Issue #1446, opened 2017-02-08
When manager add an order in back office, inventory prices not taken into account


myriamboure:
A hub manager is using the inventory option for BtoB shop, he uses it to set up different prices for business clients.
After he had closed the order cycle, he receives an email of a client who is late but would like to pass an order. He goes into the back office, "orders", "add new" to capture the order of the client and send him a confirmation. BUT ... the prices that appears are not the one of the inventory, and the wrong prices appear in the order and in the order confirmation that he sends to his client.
● ● ● ●
Exercise: Each line that includes "office" counts once; state how many such lines the listing has, with no other words.

Expected answer: 2